環境省環境白書・循環型社会白書・生物多様性白書平成25年版 環境・循環型社会・生物多様性白書施策第6章>第8節 環境保健対策、公害紛争処理等及び環境犯罪対策

第8節 環境保健対策、公害紛争処理等及び環境犯罪対策

 公害に係る健康被害については、予防のための措置を講じ、被害者の発生を未然に防止するとともに、公害健康被害の補償等に関する法律(昭和48年法律第111号。以下「公健法」という。)の被認定者に対しては、汚染者負担の原則を踏まえて迅速かつ公正な保護及び健康の確保を図ります。

1 健康被害の救済及び予防

(1)公害健康被害補償及び予防

ア 公害健康被害の補償等に関する法律の適切な運用

(ア)補償給付等の実施

 被認定者に関する補償給付については、労働者の平均賃金の動向等を踏まえて必要な給付額の改定を行うとともに、被認定者の健康の回復等を図るため、公害保健福祉事業を引き続き実施します。

(イ)公害健康被害予防事業の実施

 独立行政法人環境再生保全機構において、公害健康被害予防基金をもとに、調査研究、知識の普及及び研修の各事業を直接行うとともに、地方公共団体が旧第一種地域等を対象に行う計画作成及び健康相談、健康診査、機能訓練、施設等整備の各事業に対し助成金の交付を行います。

(ウ)費用負担

 旧第一種地域に係る補償給付額(公害保健福祉事業に係る原因者負担分を含む。)の所要額は、平成25年度において約460億円と見込まれており、これらの費用を賄うため、工場・事業場分については汚染負荷量賦課金を徴収し、自動車分については自動車重量税収見込額の一部に相当する額を引き当てます。

イ 水俣病対策の推進

 水俣病対策については、水俣病被害者の救済及び水俣病問題の解決に関する特別措置法に基づく救済措置のみで終わるものではなく、引き続き、その解決に向けて、公健法に基づく認定患者の患者の方の補償に万全を期すと共に、高齢化が進む胎児性患者やそのご家族など関係の方々が地域社会の中で安心して暮らしていけるよう、水俣病発生地域における医療・福祉対策の充実を図っていくこととしています。

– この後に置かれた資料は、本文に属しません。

PR #1632, opened 2023-07-07
Fix pytest benchmarks and shark_tank generation.

monorimet:
- fix setup_venv.sh for benchmarks/imports etc.
- unpin torch-mlir
- fix torch benchmarks in SharkBenchmarkRunner
- generate SD artifacts using `build_tools/stable_diffusion_testing.py` and `--import_mlir`
- decouple SD gen from `tank/generate_sharktank` for now


monorimet:
https://github.com/openxla/iree/pull/14303 updates some experimental TF `mlir` API imports but with current pypi versions of tf-nightly the API does not match. Switching tf model generation off for now.

setup.py
```diff
@@ -39,7 +39,7 @@
     install_requires=[
         "numpy",
         "PyYAML",
-        "torch-mlir",
+        "torch-mlir==20230802.121",
```
powderluv, line 42: wait wait why

monorimet: Just testing, it wouldn't pull the newest and was instead pulling from earlier today.

monorimet: We don't need the pin when merging

.github/workflows/test-models.yml
```diff
@@ -157,7 +157,7 @@ jobs:
     - name: Validate Stable Diffusion Models (Windows)
       if: matrix.suite == 'vulkan' && matrix.os == '7950x'
       run: |
-        ./setup_venv.ps1
+        ./setup_venv.ps1 --force
```
powderluv, line 160: shouldn't need this. This should be a new venv ?

setup.py
monorimet: Resolving as this pin was removed.

.github/workflows/test-models.yml
monorimet: Makes sense -- I think I was trying to get the right torch-mlir version but it was a different issue.
Removed this change.

shark/shark_benchmark_runner.py
```diff
@@ -124,42 +124,48 @@ def benchmark_frontend(self, modelname):
...
+            frontend_model.cpu()
+            input.cpu()
         # TODO: re-enable as soon as pytorch CUDA context issues are resolved
-        try:
-            frontend_model = torch.compile(
-                frontend_model, mode="max-autotune", backend="inductor"
-            )
-        except RuntimeError:
-            frontend_model = HFmodel.model
+        # try:
```
dan-garvey, line 152: dead code?

dan-garvey (dismissed):

shark/shark_benchmark_runner.py
monorimet: Yeah even if we enable this again it probably will need updating -- getting GPU baselines with inductor in these pytests is quite a mess.

powderluv (approved):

 また、水俣病問題解決のために地域社会の絆の修復(再生・融和)や、環境保全を通じた地域の振興などの取組を加速させることとしています。

(2)アスベスト(石綿)健康被害の救済

 石綿による健康被害については、石綿による健康被害の救済に関する法律(平成18年法律第4号)に基づき、引き続き、被害者及びその遺族の迅速な救済を図ります。救済給付に必要な費用については、引き続き事業主及び各都道府県から拠出を受けます。また、中央環境審議会答申「今後の石綿健康被害救済制度の在り方について」を踏まえて、適切に対応してまいります。

(3)環境保健に関する調査研究等

ア 環境保健施策基礎調査等

(ア)大気汚染と呼吸器疾患に係る調査研究

 大気汚染と健康状態との関係について引き続き環境保健サーベイランス調査を行います。

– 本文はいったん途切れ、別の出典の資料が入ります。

PR #1634, opened 2023-07-07
UI/Web Output gallery - add 'open folder' button (needs Mac/Linux testing)

one-lithe-rune:
_This contains code for Mac and Linux which I have not tested so I don't know is correct. Plus the whole concept feels pretty half-assed to me, but then again I keep running from the branch I have it on and **using** the thing. And continually rebasing it. Soooo PR._ 

### Motivation 

It would be useful to be able to mark images in the output gallery and then filter them in or out of the gallery. Also at some stage move the ones you don't want somewhere else so they can be deleted (or move the ones you want to keep somewhere else, so you can delete what's left). I was trying to think of the simplest ways to do that whilst having the filtering persist between runs, and one of the ways I thought of was 'having marking an image move it to another subdirectory, and unmarking it move it back'.

This is not that.

This is 'Well if you're thinking of faffing about shuffling files around like that, you might as well just throw up your hands and put in a ~expletive~ button that opens the current subdir in the os file browser if you're running the UI on the same machine Shark is running, have them do it manually, and expect them to hit refresh we they're done. Wait! is that even possible?'

Apparently yes.

### Changes

* Adds a button that opens the currently selected subdirectory using the default OS file manager if the http request is from 127.0.0.1 or localhost.
* Improves output gallery handling of having images deleted out from under it.
* Don't show VAE or LoRA lines in output gallery parameter info panel when their value is 'None'

### Problems/Concerns

* I've written code to do this for Windows, Mac and Linux. I don't know that what I've written works at all on Mac or Linux. So probably DNM until someone who can test those has done so.
* In Windows the first time you use in a session it the File Explorer flashes discretely to let you know it wants attention rather than immediately popping up the window.
* Entirely useless if you're not on the same machine as the the browser.
* Doesn't really solve the original filtering problem, because you still have to find the files you want muck about with in os file browser even tho' it is pointing at the right directory, and then you have to refresh once you're done, and... 🤷

### DIFF
--- a/apps/stable_diffusion/web/ui/css/sd_dark_theme.css
+++ b/apps/stable_diffusion/web/ui/css/sd_dark_theme.css
@@ -247,7 +247,7 @@ footer {
     line-height: var(--line-xs)
 }
 
-#output_refresh_button {
+.output_icon_button {
     max-width: 30px;
     align-self: end;
     padding-bottom: 8px;
--- a/apps/stable_diffusion/web/ui/outputgallery_ui.py
+++ b/apps/stable_diffusion/web/ui/outputgallery_ui.py
@@ -1,6 +1,8 @@
 import glob
 import gradio as gr
 import os
+import subprocess
+import sys
 from PIL import Image
 
 from apps.stable_diffusion.src import args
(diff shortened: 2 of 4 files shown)


powderluv:
LMK when you rebase to latest gradio and I can test on mac.

one-lithe-rune:
Conflict should now be fixed.

powderluv (approved):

 独立行政法人環境再生保全機構においても、大気汚染の影響による健康被害の予防に関する調査研究を引き続き行っていきます。

(イ)環境要因による健康影響に関する調査研究等

 熱中症に関しては、関係省庁が緊密に連携して、対策に取り組んでいきます。環境省としては、暑さ指数(WBGT)の情報提供、「熱中症環境保健マニュアル」等による予防・対処法の普及啓発等を推進していきます。

 花粉症に関する取組として、発生源対策、花粉飛散量予測・観測、発症の原因究明、予防及び治療を関係省庁が協力して推進します。環境省では、スギ・ヒノキ花粉の総飛散量、飛散開始時期及び終息時期等の予測を引き続き実施します。また、花粉自動計測器の適切な維持管理を行うとともに、花粉観測システム(愛称:はなこさん)を活用し、花粉飛散情報の迅速かつ正確な提供に努めます。

 このほか、黄砂の健康影響に関する調査研究等を進めます。

イ カドミウム環境汚染地域住民健康調査

 カドミウム汚染地域住民の保健管理等今後の環境保健対策に資するため、神通川流域住民健康調査を引き続き実施します。

ウ 重金属等の健康影響に関する総合研究

 水銀やカドミウムなどの重金属等の健康影響に関して、科学的な知見を得るために調査研究を実施します。

エ 石綿による健康被害に関する調査等

 健康リスク調査、石綿関連疾患に係る医学的所見等の解析調査、診断支援等事業及び諸外国の制度に関する調査等を引き続き実施するとともに、新たな中皮腫登録事業に取り組みます。

2 放射線による人の健康へのリスク管理

 前述(講じた第2部第6章第8節参照)のとおり、これまで福島県民の皆様の中長期的な健康管理を可能とするため、国では、平成23年度第二次補正予算により、福島県が創設した「福島県民健康管理基金」に782億円の交付金を拠出するとともに、福島県の「県民健康管理調査」検討委員会に委員として出席し全面的に福島県を支援しています。また、住民の方々の健康をはじめとする生活に関する不安に対して適切に対応していくことが重要と考えており、平成24年5月に「原子力被災者等の健康不安対策に関するアクションプラン」を決定したところです。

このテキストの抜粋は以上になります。